Research demonstrates millennials are invested in their public libraries and are more likely to use them than any previous generation. The future then, is looking bright for the Denver Public Library. It’s clear how much pride Jeske has in her work and in the value of libraries in general. She is excited to continue to lead the Denver Public Library into the future and grow as the city librarian.

Upcoming Denver Public Library Programs for Broads of the Grown Up or Mini Variety

Girls Who DIY

A hands-on exploration of all things maker. Participants will work on projects involving everything STEAM: coding, robotics, web design, 3D printing, sewing, soldering, and more. Ages 12-18.

Pink Progression

An exhibit of works by Colorado artists in commemoration of January 21, 2017 Women's March

Women of Denver History

The city of Denver was shaped by the efforts of many great people. Join Active Minds for a focus on the women of Denver and their contributions to the city and the state.

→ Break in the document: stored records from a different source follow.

PR #337, opened 2023-08-09
Fix SSO magic code to use Web browser's version of BroadcastChannel

xTEddie:
- Replace usage of BroadcastChannel node package with browser's supported BroadcastChannel library for SSO magic code feature

### Test Scenarios
- SSO Magic code should be suppressed
- Magic Code page should not be opened
- Magic Code should be sent behind the scenes
- Magic Code should not appear in the chat widget

https://github.com/microsoft/omnichannel-chat-widget/assets/8888565/4d22f393-567d-4518-9e3d-e637166e059f

### DIFF
--- a/chat-widget/src/components/webchatcontainerstateful/WebChatContainerStateful.tsx
+++ b/chat-widget/src/components/webchatcontainerstateful/WebChatContainerStateful.tsx
@@ -3,9 +3,7 @@
 import { IStackStyles, Stack } from "@fluentui/react";
 import { LogLevel, TelemetryEvent } from "../../common/telemetry/TelemetryConstants";
 import React, { Dispatch, useEffect } from "react";
-
 import { BotMagicCodeStore } from "./webchatcontroller/BotMagicCodeStore";
-import { BroadcastChannel } from "broadcast-channel";
 import { Components } from "botframework-webchat";
 import { Constants } from "../../common/Constants";
 import { ILiveChatWidgetAction } from "../../contexts/common/ILiveChatWidgetAction";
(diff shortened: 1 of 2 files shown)


chat-widget/src/components/webchatcontainerstateful/WebChatContainerStateful.tsx
```diff
@@ -54,8 +52,8 @@ const createMagicCodeSuccessResponse = (signin: string) => {
 export const WebChatContainerStateful = (props: ILiveChatWidgetProps) => {
     const { BasicWebChat } = Components;
     const [state, dispatch]: [ILiveChatWidgetContext, Dispatch<ILiveChatWidgetAction>] = useChatContextStore();
-    const magicCodeBroadcastChannel = new BroadcastChannel(Constants.magicCodeBroadcastChannel);
-    const magicCodeResponseBroadcastChannel = new BroadcastChannel(Constants.magicCodeResponseBroadcastChannel);
+    const magicCodeBroadcastChannel = new (window as any).BroadcastChannel(Constants.magicCodeBroadcastChannel); // eslint-disable-line @typescript-eslint/no-explicit-any
```
elopezanaya, line 55: - was this test on pop-out?
- can we include the description and test evidence as part of the PR description?

elopezanaya (changes requested):

chat-widget/src/components/webchatcontainerstateful/WebChatContainerStateful.tsx
akhiloct1510: +1

xTEddie: - Pop-out is not a supported feature in this package. It's only in the OOB chat widget
- Added description and test evidences

chat-widget/src/components/webchatcontainerstateful/WebChatContainerStateful.tsx
```diff
@@ -3,9 +3,7 @@
 import { IStackStyles, Stack } from "@fluentui/react";
 import { LogLevel, TelemetryEvent } from "../../common/telemetry/TelemetryConstants";
 import React, { Dispatch, useEffect } from "react";
-
 import { BotMagicCodeStore } from "./webchatcontroller/BotMagicCodeStore";
-import { BroadcastChannel } from "broadcast-channel";
```
charliewang95, line 8: If this is not used any more, shall we remove it from package.json and yarn.lock?

chat-widget/src/components/webchatcontainerstateful/WebChatContainerStateful.tsx
charliewang95, line 55: Does window's Broadcast channel have all parity with the one we're using today?

charliewang95, line 55: Why are we creating new Broadcast channel like this instead of using `BroadcastServiceInitialize`? With this change won't there be 2 versions of BroadcastChannel existing at the same time?

xTEddie: It should because the Node package follows the Browser's API implementation. The main difference is that the Node package is more cross-platform.

xTEddie: `BroadcastServiceInitialize` is using the Node version of BroadcastChannel. It cannot be used since `MagicCodeForwarder.html` is using Browser's version of BroadcastChannel. So, the feature in `chat-widget` must use the Browser's version of BroadcastChannel only for the SSO Magic Code feature. Chat widget is still using the Node package version by default

charliewang95 (approved):

elopezanaya (approved):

YouthBiz Presents: Startup - Think, Speak, and Act like an Entrepreneur Spring Break Mini-Camp

YouthBiz and the Denver Public Library have collaborated to bring an entrepreneurial focused program to the Library. Instructors will provide 10-hours of engaging curriculum and activities that will enable participants to learn, think, speak, and act like an entrepreneur. Students will learn entrepreneurial skills for 21st century learners including; critical thinking and reasoning, information literacy, collaboration, self-direction, and invention. On the final day of the camp participants will take part in a Business Pitch Competition. The winning team will receive a cash prize. Light refreshments provided. Registration required.